Michael Moritz, a venture capitalist and chairman of the San Francisco Standard, and Chris Larsen, CEO of cryptocurrency company Ripple, and his wife, Lyna Lam, have pledged more than any other individuals to support Mayor Lurie’s electoral priorities this year. Collectively, they have pledged over $4 million, the bulk of that going towards Lurie’s charter-reform efforts

They’re part of nearly 100 donors who have pledged a total of $8.3 million to fund measures and candidates backed by Lurie on the ballot in San Francisco this year.

Larsen is giving to aid the city’s recovery, “not just from the pandemic, from the last 20 years, where the city has become anti-business, bureaucratic and we weren’t paying enough attention to public safety,” he said. 

Lurie is his champion in that effort. “The mayor is doing a great job,” Larsen said. “He is focused on the basics.”

It was Larsen, who after the big-money failures in 2024, noted that “We as a business community, we as a pragmatic community, we screwed up.”
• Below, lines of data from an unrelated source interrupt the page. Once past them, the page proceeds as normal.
PR #5659, opened 2025-08-13
Update localization files to standardize 'ID' to 'Id' across multiple…

6rube:
… languages

-----

 ###### Microsoft Reviewers: [Open in CodeFlow](https://microsoft.github.io/open-pr/?codeflow=https://github.com/microsoft/winget-cli/pull/5659)

### DIFF
--- a/Localization/Resources/de-DE/winget.resw
+++ b/Localization/Resources/de-DE/winget.resw
@@ -463,7 +463,7 @@ Sie können über die Einstellungsdatei „winget settings“ konfiguriert werde
     <value>Suchen und Anzeigen grundlegender Informationen zu Paketen</value>
   </data>
   <data name="SearchId" xml:space="preserve">
-    <value>ID</value>
+    <value>Id</value>
     <comment>Abbreviation of Identifier.</comment>
   </data>
   <data name="SearchMatch" xml:space="preserve">
--- a/Localization/Resources/fr-FR/winget.resw
+++ b/Localization/Resources/fr-FR/winget.resw
@@ -463,7 +463,7 @@ Elles peuvent être configurées par le biais du fichier de paramètres « wing
     <value>Rechercher et afficher des informations de base sur les packages</value>
   </data>
   <data name="SearchId" xml:space="preserve">
-    <value>ID</value>
+    <value>Id</value>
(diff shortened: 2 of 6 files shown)


6rube:

Trenly (changes requested):
Please only update the en-US file. Any changes to other files will be overwritten when the localization team re-processes the localizations.

Otherwise, if the en-US file is already accurate, someone on the engineering team needs to submit a defect to the localization team

> Files under Localization folder will be overwritten when we do a localization update, so no changes under Localization folder will take effect.
_Originally posted by @yao-msft in https://github.com/microsoft/winget-cli/issues/3250#issuecomment-1551990405_

JohnMcPMS:
The correct thing to do is replace `Id` with `Identifier` (in the en-us file) because abbreviations are not the best for localization.  The only advantage that the series of letters `i`+`d` have is that they match the series of letters used in the flag `--id`.  But we have localized descriptions that should contain the word `identifier`, hopefully matching the word that would be used in translating `Identifier` as a single noun.

6rube:
> Please only update the en-US file. Any changes to other files will be overwritten when the localization team re-processes the localizations.
> 
> Otherwise, if the en-US file is already accurate, someone on the engineering team needs to submit a defect to the localization team
> 
> > Files under Localization folder will be overwritten when we do a localization update, so no changes under Localization folder will take effect.
> > _Originally posted by @yao-msft in [#3250 (comment)](https://github.com/microsoft/winget-cli/pull/3250#issuecomment-1551990405)_

Is there a way to contribute to the the localization team re-processes ? I just wanted to fix the inconsistency I saw when dealing with winget in different languages. Would you otherwise so kind and give this information to someone on the engineering team ?

6rube:
> The correct thing to do is replace `Id` with `Identifier` (in the en-us file) because abbreviations are not the best for localization. The only advantage that the series of letters `i`+`d` have is that they match the series of letters used in the flag `--id`. But we have localized descriptions that should contain the word `identifier`, hopefully matching the word that would be used in translating `Identifier` as a single noun.

Id has also the property of being a combination used in other languages. Identifier would need to be translated again. Maybe it would be best to change the en-us file to Id.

Moritz, for his part, declined to address his giving and simply wrote that “the mayor is the best spokesman” for Lurie’s agenda. But charter reform has been the billionaire’s white whale for some time — he told Mission Local in 2024 that his ultimately unsuccessful measure to remake the charter would be “the greatest gift anybody has given to a mayor in the recent history of San Francisco.” 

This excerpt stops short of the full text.